I'm glad you asked. Due to not being documented, this can break across various versions, as illustrated by the seeming code difference above. The service name should probably stay phone across various builds, but for all we know, the code value can change across multiple builds of the same version (internal modifications by, say, the OEM's skin) in turn breaking the method used.

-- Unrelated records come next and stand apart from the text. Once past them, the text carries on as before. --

PR #499, opened 2023-12-14
ODSC-50786/GenericModel: add reload options to `ModelArtifact.from_uri`

mingkang111:
# Description
JIRA: https://jira.oci.oraclecorp.com/browse/ODSC-50786
The current working environment might not fit for the model it trying to loading from MD or MC. reload's failure will crash the call.  In the case of loading MD using container runtime, the message to remind user to set `ignore_conda_error=True` appears after long waiting time for loading model artifacts. 

In fact, user don't need to load the model into environment if they're not going to invoke model locally.

# Change
Not load model into environment when calling `GenericModel.from_id` by default. This will not break current user experience as when user trying to invoke model locally by `verify()`, the `reload_artifact` parameter in `verify()` is True by default. So it will reload at the time of need.

# User Experience
Check out [here](https://confluence.oci.oraclecorp.com/x/TKqP2Q) for more details.
* By default, not reload model into environment
```
model = GenericModel.from_id(md_ocid)

# load model into environment when invoking verify()
model.verify()
```

* User wants to reload model into environment at the time of `from_id`
```
# load model into environment when invoking from_id with reload=True
model = GenericModel.from_id(md_ocid, reload=True)
```

### DIFF
--- a/ads/model/artifact.py
+++ b/ads/model/artifact.py
@@ -171,22 +171,17 @@ class ModelArtifact:
         self.ignore_conda_error = ignore_conda_error
         self.model = None
         self.auth = auth or authutil.default_signer()
-        try:
-            if reload and not ignore_conda_error:
-                self.reload()
-                # Extracts the model_file_name from the score.py.
-                if (
-                    not self.model_file_name
-                    and self.score
-                    and hasattr(self.score, "model_name")
-                    and self.score.model_name
-                ):
-                    self.model_file_name = self.score.model_name
-        except:
-            logger.error(
-                "Failing to load model into environemnt. Please set `reload=False` or `ignore_conda_error=True`."
-            )
-            raise
+
+        if reload and not ignore_conda_error:
+            self.reload()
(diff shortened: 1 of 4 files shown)


ads/model/artifact.py
```diff
@@ -412,10 +413,11 @@ def from_uri(
         cls,
         uri: str,
         artifact_dir: str,
-        model_file_name: str = None,
-        force_overwrite: Optional[bool] = False,
         auth: Optional[Dict] = None,
+        force_overwrite: Optional[bool] = False,
```
mrDzurb, line 417: We should avoid changing the position of the attributes, because someone might use it without named arguments, in this case their code will stop working after this update.

mingkang111: Thanks @mrDzurb . It has been fixed.

qiuosier (approved):

z7ye (approved):

VipulMascarenhas (approved):
lgtm 👍

PR #500, opened 2023-12-15
Improved Progress Bar in Model Deployment and Model

lu-ohai:
### Notebooks

- Create model deployment

Screenshot 2023-12-18 at 10 51 31 AM
Screenshot 2023-12-18 at 10 51 58 AM
Screenshot 2023-12-18 at 10 52 42 AM
Screenshot 2023-12-18 at 10 55 04 AM
Screenshot 2023-12-18 at 11 19 47 AM

- Deactivate model deployment

Screenshot 2023-12-18 at 11 11 15 AM

- Activate model deployment

Screenshot 2023-12-18 at 11 18 25 AM
Screenshot 2023-12-18 at 11 18 33 AM
Screenshot 2023-12-18 at 11 19 15 AM
Screenshot 2023-12-18 at 11 35 25 AM

- Delete model deployment

Screenshot 2023-12-18 at 11 35 48 AM


ads/common/work_request.py
```diff
@@ -0,0 +1,128 @@
...
+    ) -> None:
+        self.id = id
+        self._description = description
+        self._percentage = 0
+        self._status = None
+        super().__init__(config, signer, client_kwargs, **kwargs)
+        
+
+    def _sync(self):
+        work_request = self.client.get_work_request(self.id).data
```
mrDzurb, line 48: Don't we need to check if the operation was successful or not?

ads/common/work_request.py
```diff
@@ -0,0 +1,128 @@
...
+        ).data
+
+        self._percentage= work_request.percent_complete
+        self._status = work_request.status
+        self._description = work_request_logs[-1].message if work_request_logs else "Processing"
+
+    def watch(
+        self, 
+        progress_callback: Callable,
+        max_wait_time: int,
```
mrDzurb, line 60: We can specify some default values for the interval and wait time?

ads/common/work_request.py
```diff
@@ -0,0 +1,128 @@
...
+        poll_interval: int,
+    ):
+        previous_percent_complete = 0
+
+        start_time = time.time()
+        while self._percentage < 100:
+
+            seconds_since = time.time() - start_time
+            if max_wait_time > 0 and seconds_since >= max_wait_time:
+                logger.error(f"Max wait time ({max_wait_time} seconds) exceeded.")
```
mrDzurb, line 70: Maybe ```Exceeded max wait time of {max_wait_time} seconds.```

ads/common/work_request.py
```diff
@@ -0,0 +1,128 @@
...
+            previous_percent_complete = self._percentage
+            progress_callback(percent_change, self._description)
+
+            if self._status in WORK_REQUEST_STOP_STATE:
+                if self._status != oci.work_requests.models.WorkRequest.STATUS_SUCCEEDED:
+                    if self._description:
+                        raise Exception(self._description)
+                    else:
+                        raise Exception(
+                            "Error occurred in attempt to perform the operation. "
```
mrDzurb, line 91: Do we know how to check service logs? :) If we don't maybe we can point out user on where they can find more details?

ads/common/work_request.py
```diff
@@ -0,0 +1,128 @@
...
+                            "Check the service logs to get more details. "
+                        )
+                else:
+                    break
+
+        progress_callback(0, "Done")
```
mrDzurb, line 97: I think it would be better to use named parameters for the callback. 

```
progress_callback(progress=0, description="Done")
```

Shouldn't the progress be a 100?

ads/common/work_request.py
```diff
@@ -0,0 +1,128 @@
...
+            self.id
+        ).data
+
+        self._percentage= work_request.percent_complete
+        self._status = work_request.status
+        self._description = work_request_logs[-1].message if work_request_logs else "Processing"
+
+    def watch(
+        self, 
+        progress_callback: Callable,
```
mrDzurb, line 59: We should add more details here, which attributes allowed for the ```progress_callback```. Otherwise it would be hard to support this.

ads/common/work_request.py
```diff
@@ -0,0 +1,128 @@
...
+                        )
+                else:
+                    break
+
+        progress_callback(0, "Done")
+
+
+def wait_work_request(
+    id: str, 
+    progress_bar_description: str,
```
mrDzurb, line 102: Maybe we can have some default value for the description as well?

ads/common/work_request.py
```diff
@@ -0,0 +1,128 @@
...
+                            "Error occurred in attempt to perform the operation. "
+                            "Check the service logs to get more details. "
+                        )
+                else:
+                    break
+
+        progress_callback(0, "Done")
+
+
+def wait_work_request(
```
mrDzurb, line 100: Could you add more pydocs please, it would be easier to support this code in the future.

mrDzurb (commented):
This is great!

ads/common/work_request.py
lu-ohai: Yes, it has the logic in the `watch` method to catch the exception if the operation is unsuccessful. And if so, the logger will print out the error as warning and continue the loop.

ads/common/work_request.py
lu-ohai: This pr is WIP and I'll add those in the next commit

ads/common/work_request.py
lu-ohai: Will add

ads/common/work_request.py
lu-ohai: Will update

ads/common/work_request.py
lu-ohai: Will add the work request id here

ads/common/work_request.py
lu-ohai: The `progress` passed here is the increment, not the final accumulated number. Will update

ads/common/work_request.py
lu-ohai: Will add in the next commit

ads/common/work_request.py
lu-ohai: Will add

ads/common/work_request.py
```diff
@@ -0,0 +1,193 @@
...
+                            "Check the service logs to get more details. "
+                            f"Work request id: {self.id}."
+                        )
+                else:
+                    break
+
+        progress_callback(progress=0, description="Done")
+
+
+def wait_work_request(
```
qiuosier, line 147: Looks like `ADSWorkRequest` will always be used with this `wait_work_request` function? Can we make this function as a method of the `ADSWorkRequest`? So we can do something like:
```
ADSWorkRequest(id, description).wait()
```
Also, shall we call this `DataScienceWorkRequest`?

qiuosier (dismissed):

ads/common/work_request.py
mrDzurb: Oh in my original idea, I expected that we would improve the ```OCIWorkRequestMixin``` class, where the ```wait_for_work_request```  method should've used under the hood the ADSWorkRequest class. But agree, adding the ```wait``` into the ```ADSWorkRequest``` totally make sense for me. We can still have the

```class OCIWorkRequestMixin:
    """Mixin class containing methods related to OCI work request"""

    def wait_for_work_request(
        self,
        work_request_id: str,
        wait_for_state: Union[str, tuple],
        max_wait_seconds: int = None,
        wait_interval_seconds: int = None,
    ):
         ADSWorkRequest(id, description, ...).wait()
    
```

mrDzurb (dismissed):

qiuosier (approved):

mingkang111 (approved):
LGTM!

It is therefore worth mentioning the testing took place on a Nexus 4 (mako/occam). I would personally advise you against using this method, but as I am not able to find a more stable method, I believe this is the best shot.


Original method: Headset keycode intents

For times when you have to settle.

The following section was strongly influenced by this answer by Riley C.

The simulated headset intent method as posted in the original question seems to be broadcast just as one would expect, but it doesn't appear to accomplish the goal of answering the call. While there appears to be code in place that should handle those intents, they simply aren't being cared about, which has to mean there must be some kind of new countermeasures in place against this method. The log doesn't show anything of interest either and I don't personally believe digging through the Android source for this will be worthwhile just due to the possibility of Google introducing a slight change that easily breaks the method used anyway.

Is there anything we can do right now?

The behavior can be consistently reproduced using the input executable. It takes in a keycode argument, for which we simply pass in KeyEvent.KEYCODE_HEADSETHOOK. The method doesn't even require root access making it suitable for common use cases in the general public, but there is a small drawback in the method - the headset button press event cannot be specified to require a permission, meaning it works like a real button press and bubbles up through the whole chain, which in turn means you have to be cautious about when to simulate the button press as it could, for example, trigger the music player to start playback if nobody else of higher priority is ready to handle the event.

Code?

new Thread(new Runnable() {

    @Override
    public void run() {
        try {
            Runtime.getRuntime().exec("input keyevent " +
                    Integer.toString(KeyEvent.KEYCODE_HEADSETHOOK));
        } catch (IOException e) {
            // Runtime.exec(String) had an I/O problem, try to fall back
            String enforcedPerm = "android.permission.CALL_PRIVILEGED";
            Intent btnDown = new Intent(Intent.ACTION_MEDIA_BUTTON).putExtra(
                    Intent.EXTRA_KEY_EVENT, new KeyEvent(KeyEvent.ACTION_DOWN,
                            KeyEvent.KEYCODE_HEADSETHOOK));
            Intent btnUp = new Intent(Intent.ACTION_MEDIA_BUTTON).putExtra(
                    Intent.EXTRA_KEY_EVENT, new KeyEvent(KeyEvent.ACTION_UP,
                            KeyEvent.KEYCODE_HEADSETHOOK));

            mContext.sendOrderedBroadcast(btnDown, enforcedPerm);
            mContext.sendOrderedBroadcast(btnUp, enforcedPerm);
        }
    }

}).start();

tl;dr

There is a nice public API for Android 8.0 Oreo and later.

There is no public API prior to Android 8.0 Oreo. The internal APIs are off-limits or simply without documentation. You should proceed with caution.